Dataset entries:
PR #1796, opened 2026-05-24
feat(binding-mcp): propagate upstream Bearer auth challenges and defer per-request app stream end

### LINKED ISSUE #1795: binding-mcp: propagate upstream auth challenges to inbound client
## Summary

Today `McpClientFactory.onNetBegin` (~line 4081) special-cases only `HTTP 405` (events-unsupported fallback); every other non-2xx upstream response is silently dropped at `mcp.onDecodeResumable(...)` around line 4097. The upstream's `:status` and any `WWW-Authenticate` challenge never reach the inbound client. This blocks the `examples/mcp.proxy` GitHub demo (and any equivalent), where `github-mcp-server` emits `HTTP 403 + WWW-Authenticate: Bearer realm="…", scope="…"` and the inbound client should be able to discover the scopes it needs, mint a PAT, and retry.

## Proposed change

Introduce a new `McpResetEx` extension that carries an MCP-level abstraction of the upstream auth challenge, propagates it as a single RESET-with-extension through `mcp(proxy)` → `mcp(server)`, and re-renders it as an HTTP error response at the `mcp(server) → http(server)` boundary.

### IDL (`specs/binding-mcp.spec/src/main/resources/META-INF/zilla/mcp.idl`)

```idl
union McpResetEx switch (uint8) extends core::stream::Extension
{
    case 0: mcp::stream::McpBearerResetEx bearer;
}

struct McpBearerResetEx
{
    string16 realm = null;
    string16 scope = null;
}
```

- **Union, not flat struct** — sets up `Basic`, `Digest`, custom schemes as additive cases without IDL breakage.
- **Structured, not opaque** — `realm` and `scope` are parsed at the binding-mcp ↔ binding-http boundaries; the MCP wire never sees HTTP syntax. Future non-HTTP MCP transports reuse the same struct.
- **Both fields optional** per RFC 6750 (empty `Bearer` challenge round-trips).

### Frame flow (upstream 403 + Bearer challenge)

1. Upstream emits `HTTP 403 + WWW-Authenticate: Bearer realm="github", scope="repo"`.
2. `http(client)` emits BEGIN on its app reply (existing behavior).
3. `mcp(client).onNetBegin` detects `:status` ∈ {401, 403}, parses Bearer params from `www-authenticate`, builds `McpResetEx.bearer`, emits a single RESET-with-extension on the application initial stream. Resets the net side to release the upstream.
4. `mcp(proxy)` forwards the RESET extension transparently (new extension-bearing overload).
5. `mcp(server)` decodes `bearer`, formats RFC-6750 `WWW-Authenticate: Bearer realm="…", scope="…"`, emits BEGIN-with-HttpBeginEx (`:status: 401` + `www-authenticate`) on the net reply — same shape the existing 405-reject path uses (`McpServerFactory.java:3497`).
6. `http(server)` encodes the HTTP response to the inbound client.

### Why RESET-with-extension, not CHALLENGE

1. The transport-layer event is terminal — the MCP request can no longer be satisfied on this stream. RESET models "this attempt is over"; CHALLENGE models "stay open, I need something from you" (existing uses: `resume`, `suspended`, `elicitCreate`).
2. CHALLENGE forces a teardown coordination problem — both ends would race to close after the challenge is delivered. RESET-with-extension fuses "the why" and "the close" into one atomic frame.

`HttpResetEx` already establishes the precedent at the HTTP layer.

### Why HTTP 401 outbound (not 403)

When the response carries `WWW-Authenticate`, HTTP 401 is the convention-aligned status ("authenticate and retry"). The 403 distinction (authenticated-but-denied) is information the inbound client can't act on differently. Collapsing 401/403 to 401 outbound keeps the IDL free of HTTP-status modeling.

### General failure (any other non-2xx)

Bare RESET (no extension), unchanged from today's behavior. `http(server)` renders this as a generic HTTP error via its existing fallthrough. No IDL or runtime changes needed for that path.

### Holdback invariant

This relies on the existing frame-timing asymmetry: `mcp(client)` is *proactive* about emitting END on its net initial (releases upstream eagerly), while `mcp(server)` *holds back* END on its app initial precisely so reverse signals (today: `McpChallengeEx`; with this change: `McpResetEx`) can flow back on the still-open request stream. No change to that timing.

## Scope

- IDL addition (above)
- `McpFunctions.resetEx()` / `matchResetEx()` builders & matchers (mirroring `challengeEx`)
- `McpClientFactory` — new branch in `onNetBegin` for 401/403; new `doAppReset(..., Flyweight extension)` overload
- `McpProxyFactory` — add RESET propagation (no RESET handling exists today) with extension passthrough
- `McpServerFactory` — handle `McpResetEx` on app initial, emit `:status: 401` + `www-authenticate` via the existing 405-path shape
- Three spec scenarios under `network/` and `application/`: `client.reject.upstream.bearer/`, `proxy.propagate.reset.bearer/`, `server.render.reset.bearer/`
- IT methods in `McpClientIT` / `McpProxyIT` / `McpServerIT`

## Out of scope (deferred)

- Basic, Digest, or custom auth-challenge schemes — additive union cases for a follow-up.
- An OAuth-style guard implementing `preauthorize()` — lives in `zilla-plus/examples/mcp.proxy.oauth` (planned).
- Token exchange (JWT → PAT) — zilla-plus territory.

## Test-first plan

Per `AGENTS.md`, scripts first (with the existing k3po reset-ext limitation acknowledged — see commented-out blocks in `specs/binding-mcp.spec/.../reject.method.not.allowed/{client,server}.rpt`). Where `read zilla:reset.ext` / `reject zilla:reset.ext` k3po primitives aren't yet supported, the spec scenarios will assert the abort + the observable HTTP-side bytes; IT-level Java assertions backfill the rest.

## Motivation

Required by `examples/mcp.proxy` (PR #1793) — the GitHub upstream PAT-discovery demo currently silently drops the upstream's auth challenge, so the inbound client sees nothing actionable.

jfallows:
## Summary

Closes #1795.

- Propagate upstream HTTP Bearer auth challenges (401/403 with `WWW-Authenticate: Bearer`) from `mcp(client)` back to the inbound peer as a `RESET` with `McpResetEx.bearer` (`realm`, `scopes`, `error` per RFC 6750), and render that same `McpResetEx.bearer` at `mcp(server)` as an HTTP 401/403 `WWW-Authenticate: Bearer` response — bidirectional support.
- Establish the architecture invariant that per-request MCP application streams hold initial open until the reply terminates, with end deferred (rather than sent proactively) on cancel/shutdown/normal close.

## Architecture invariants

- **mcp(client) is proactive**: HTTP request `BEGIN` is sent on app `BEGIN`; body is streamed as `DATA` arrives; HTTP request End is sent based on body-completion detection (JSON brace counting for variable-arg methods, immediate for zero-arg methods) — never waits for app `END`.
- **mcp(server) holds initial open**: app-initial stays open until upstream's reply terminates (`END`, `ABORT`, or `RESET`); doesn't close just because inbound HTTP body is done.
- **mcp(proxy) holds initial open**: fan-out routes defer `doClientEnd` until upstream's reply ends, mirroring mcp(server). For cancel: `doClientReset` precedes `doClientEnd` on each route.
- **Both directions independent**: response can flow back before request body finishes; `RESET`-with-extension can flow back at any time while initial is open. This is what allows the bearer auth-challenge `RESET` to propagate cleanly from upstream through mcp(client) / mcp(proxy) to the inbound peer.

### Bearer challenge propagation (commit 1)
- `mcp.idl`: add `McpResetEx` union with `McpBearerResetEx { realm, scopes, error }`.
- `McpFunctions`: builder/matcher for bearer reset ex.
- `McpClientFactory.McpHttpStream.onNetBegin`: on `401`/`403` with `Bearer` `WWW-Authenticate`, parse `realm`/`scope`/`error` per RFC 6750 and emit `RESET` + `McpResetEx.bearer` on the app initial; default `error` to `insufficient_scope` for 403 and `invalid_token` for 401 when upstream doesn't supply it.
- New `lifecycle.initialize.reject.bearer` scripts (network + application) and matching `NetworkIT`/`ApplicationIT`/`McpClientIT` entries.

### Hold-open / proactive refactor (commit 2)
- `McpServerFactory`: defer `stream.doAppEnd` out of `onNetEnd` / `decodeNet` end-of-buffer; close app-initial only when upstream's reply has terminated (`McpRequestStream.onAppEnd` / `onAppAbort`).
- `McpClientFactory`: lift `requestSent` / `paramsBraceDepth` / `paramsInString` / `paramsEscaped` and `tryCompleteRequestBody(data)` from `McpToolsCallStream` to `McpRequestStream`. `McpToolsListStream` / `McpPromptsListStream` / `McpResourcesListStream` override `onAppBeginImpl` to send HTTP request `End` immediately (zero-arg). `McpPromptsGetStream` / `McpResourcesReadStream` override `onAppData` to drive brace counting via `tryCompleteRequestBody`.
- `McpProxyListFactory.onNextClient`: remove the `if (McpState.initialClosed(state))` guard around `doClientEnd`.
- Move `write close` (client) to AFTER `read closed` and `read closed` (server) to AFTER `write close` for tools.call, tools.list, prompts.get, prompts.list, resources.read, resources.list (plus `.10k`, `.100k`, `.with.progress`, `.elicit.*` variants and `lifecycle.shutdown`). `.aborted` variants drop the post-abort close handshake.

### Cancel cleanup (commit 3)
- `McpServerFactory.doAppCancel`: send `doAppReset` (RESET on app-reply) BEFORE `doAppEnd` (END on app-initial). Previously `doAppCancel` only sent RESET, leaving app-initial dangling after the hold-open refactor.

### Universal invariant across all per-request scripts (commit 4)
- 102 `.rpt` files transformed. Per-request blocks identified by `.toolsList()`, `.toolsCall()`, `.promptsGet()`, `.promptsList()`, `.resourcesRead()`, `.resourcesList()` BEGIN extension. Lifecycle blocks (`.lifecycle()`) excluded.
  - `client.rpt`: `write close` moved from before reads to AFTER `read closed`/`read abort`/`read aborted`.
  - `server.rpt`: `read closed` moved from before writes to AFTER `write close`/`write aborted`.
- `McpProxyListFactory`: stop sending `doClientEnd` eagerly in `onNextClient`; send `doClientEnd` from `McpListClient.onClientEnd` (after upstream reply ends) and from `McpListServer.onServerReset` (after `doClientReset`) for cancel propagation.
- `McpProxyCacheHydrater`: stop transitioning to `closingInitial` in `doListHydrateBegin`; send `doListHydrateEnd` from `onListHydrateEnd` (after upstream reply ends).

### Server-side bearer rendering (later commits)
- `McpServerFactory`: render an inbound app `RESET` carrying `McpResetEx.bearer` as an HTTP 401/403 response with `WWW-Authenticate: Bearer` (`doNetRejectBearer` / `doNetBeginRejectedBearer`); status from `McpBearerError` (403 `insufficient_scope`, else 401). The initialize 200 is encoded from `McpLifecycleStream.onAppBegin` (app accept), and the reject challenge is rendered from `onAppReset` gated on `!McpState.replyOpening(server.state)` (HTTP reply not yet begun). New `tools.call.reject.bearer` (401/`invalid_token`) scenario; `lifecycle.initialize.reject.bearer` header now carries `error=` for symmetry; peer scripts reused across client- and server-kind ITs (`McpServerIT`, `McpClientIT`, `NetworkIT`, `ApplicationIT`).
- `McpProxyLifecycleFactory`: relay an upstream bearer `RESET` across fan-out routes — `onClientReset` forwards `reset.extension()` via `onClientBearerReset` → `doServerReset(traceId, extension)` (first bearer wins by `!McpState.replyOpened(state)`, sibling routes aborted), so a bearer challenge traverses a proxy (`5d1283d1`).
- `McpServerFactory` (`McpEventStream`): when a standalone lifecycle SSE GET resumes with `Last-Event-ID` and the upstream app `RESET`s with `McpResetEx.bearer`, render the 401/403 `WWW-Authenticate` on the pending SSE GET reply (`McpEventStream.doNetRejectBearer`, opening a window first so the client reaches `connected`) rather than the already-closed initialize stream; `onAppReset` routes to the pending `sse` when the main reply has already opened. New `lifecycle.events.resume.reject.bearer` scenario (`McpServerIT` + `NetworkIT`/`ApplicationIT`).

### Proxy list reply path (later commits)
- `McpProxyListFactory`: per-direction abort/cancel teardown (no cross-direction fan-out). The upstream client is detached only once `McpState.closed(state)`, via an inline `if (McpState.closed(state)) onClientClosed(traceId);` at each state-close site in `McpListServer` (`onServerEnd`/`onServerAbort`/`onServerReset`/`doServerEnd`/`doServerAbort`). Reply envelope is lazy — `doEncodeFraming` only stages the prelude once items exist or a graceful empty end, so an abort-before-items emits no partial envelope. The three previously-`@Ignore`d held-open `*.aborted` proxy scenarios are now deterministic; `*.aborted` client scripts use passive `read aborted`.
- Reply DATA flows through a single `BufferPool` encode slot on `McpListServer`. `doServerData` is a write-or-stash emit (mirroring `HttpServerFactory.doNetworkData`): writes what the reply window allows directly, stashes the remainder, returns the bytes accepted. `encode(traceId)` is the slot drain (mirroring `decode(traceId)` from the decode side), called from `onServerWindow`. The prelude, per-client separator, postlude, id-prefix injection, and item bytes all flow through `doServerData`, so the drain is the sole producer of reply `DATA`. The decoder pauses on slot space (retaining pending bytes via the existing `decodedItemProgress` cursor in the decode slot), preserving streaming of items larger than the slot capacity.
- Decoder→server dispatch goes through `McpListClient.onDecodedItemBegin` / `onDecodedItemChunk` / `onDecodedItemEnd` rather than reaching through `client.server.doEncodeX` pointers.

- _TASK TO CARRY OUT_
For the word "additive", show every line of the entries that holds it.

- _SOLUTION FOR THIS EXERCISE_
- **Union, not flat struct** — sets up `Basic`, `Digest`, custom schemes as additive cases without IDL breakage.
- Basic, Digest, or custom auth-challenge schemes — additive union cases for a follow-up.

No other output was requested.